研究では、3種類の痛みへの反応について調べ、約2000万年の進化でそれぞれの痛みの感覚が独立して失われていることを示している。独立にというのは、種の近さとは全く無関係に、各感覚が失われることを意味している。例えばハダカデバネズミは、カプサイシンと酸に対する痛覚が鈍っているのに、アフリカで最も近縁な種類のモグラネズミは全ての痛覚が正常だ。すなわち、環境に応じて、生存に有利であれば痛み感覚がかなり早く失われることを示している。はっきり言って、こんな面白い形質の進化を見つけたことがこの研究のハイライトと言っていいだろう。ただ、それだけでは現象論にとどまるので、この進化の道筋を分子のレベルで明らかにしようと、痛み感覚神経細胞の遺伝子発現を詳しく調べている。

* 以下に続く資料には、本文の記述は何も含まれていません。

Issue #39, opened 2019-01-30
Library structure - follow standard library?


MatthewDaggitt:
This library seems to be getting a lot of development effort at the moment, and it looks like it's going to develop into a useful base library for those interested in using cubical Agda. I'm not sure how much thought has been put into its layout? I was wondering if you'd considered using the structure of the standard library (where applicable)?

The advantages would be:
1. It would make it far easier for many users to make the switch from non-cubical to cubical Agda (and visa-versa).
2. In the standard library we've already put quite a lot of effort into designing a structure that is reasonably extensible. Adopting it now would hopefully save quite a lot of non-backwards compatible content shuffling later on in this library's life.

Obviously I realise it wouldn't be possible to mimic everything!

Saizan:
I think the main requirement is to keep `Cubical.Core` quite minimal. The rest is quite flexible I think.

Can you elaborate on how it would look if we followed the structure of the standard library and how that would help with extensibility?

MatthewDaggitt:
> I think the main requirement is to keep Cubical.Core quite minimal. The rest is quite flexible I think.

Yup no need to enlarge that.

> Can you elaborate on how it would look if we followed the structure of the standard library

So for example much of the `Basics` folder would be rearranged as follows:

- Data
  - Bool
    - Properties
  - BinNat
    - Properties
  - Empty
  - Int
    - Properties
  - Nat
    - Properties
  - Unit
  - Sum (currently in `Cubical.Basics.NTypes`)
  - Product (currently in `Cubical.Core.Prelude`)
- Codata
  - Stream
- Function

Not sure where `Univalence` and `Equiv` fit. Some other folder?

The major point is that in the standard library we've found that mixing definitions and proofs is a common cause of dependency cycles. The inclusion of the `Properties` files above tries to address this. 

At the moment the definition, various operations and the properties of `Nat` are all mixed together. This will almost certainly cause problems when you want to use machinery that depends on the definition of `Nat` but not the properties. I hypothesis that you're **already** running into this problem and that's why the definition of `Nat` is not currently actually exported by `Cubical.Basics.Nat` but is exported in `Cubical.Core.Prelude`...

> How that would help with extensibility?

[...]

PR #49, opened 2019-02-01
Reorganize datatypes

mortberg:
This PR partially resolves https://github.com/agda/cubical/issues/39 by making `Cubical.Data` and `Cubical.Codata` folders. These folders then contain all of the datatypes in separate subfolders. All of the files about datatypes are split into `Base` and `Properties` where `Base` contains the definition of the type and all operations on it and `Properties` contain all the properties of the types and operations. 

This made it possible to move some stuff from the `Core`, in particular the import of Nat which was problematic as both the file with theory about Nat and NTypes needed it, but these couldn't import one another which was why I put the import of Nat in the Core. 

The patch also renames the Basics library to Foundations.

The only file that has not been split into Base/Properties is the BinNat file. The reason is that the file is written in a tutorial style fashion. I might make a blog post based on it some day and then I'd be happy to split it and reorganize, but for now I want to keep it as it is.

I will do more reorganization in a subsequent patch, in particular I am planning to make a `Relation` folder and reorganize the `HITs` folder as the `Data` folder.


ice1000:
Please be careful: the merge of this PR will cause issue #39 to be closed

Cubical/Data/Empty.agda
```diff
@@ -0,0 +1,6 @@
+{-# OPTIONS --cubical --safe #-}
+module Cubical.Data.Empty where
+
+open import Cubical.Data.Empty.Base public
+
+open import Cubical.Data.Empty.Properties public
```
ice1000: Maybe you've forgotten to track this file with git.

まず、感覚神経の発生自体は全てのネズミで正常に発生しており、発生異常は除外される。また、カプサイシンとマスタードに対する痛みで見ると、痛みを感じるイオンチャンネルは正常に存在しており、刺激の受容が原因でないこともわかる。実際正常の近縁ネズミと比べて発現が変化しているのは、カプサイシンでBMP結合タンパク質、マスタードでは常に開いている型のNa-leakチャンネルの発現が上昇していることがわかった。これに対し酸による痛覚を失ったネズミでは、40種類もの遺伝子の発現が変化していることが明らかになった。

ただ、この発現が変化した遺伝子がどのように痛覚の鈍化に関わっているのかは、機能アッセイまで試みてはいるが、結局特定できていないと言わざるをえないだろう。

カプサイシンと酸に対する痛覚についての進化は分子的に説明できなかったが、マスタードの方は、鈍化した種で痛覚受容体のアミノ酸変異が幸い特定され、この変化がNa—leakチャンネルと相互作用することで、興奮が低下することを明らかにしている。その上で、この進化を促したのが、穴の中で暮らしているうちに攻撃されるアリが原因になっていることを示している。すなわち、マスタードに対する痛みが低下している種の周りにはdrop-tail antが生息しているが、痛みが低下していないネズミの周りには同じアリは存在していない。また、アリのアタックがこの受容体を介して痛みを誘導することも確認している。

残念ながら、この研究では結局マスタード型の痛みについてのみ進化のシナリオを見ることができたが、おそらく同じような選択圧が他の受容体にも効いていると予期待できる。著者らは、食生活で痛みを伴う刺激物質を常食にすることで、このような進化が起こったと考えているが、証明は難しそうだ。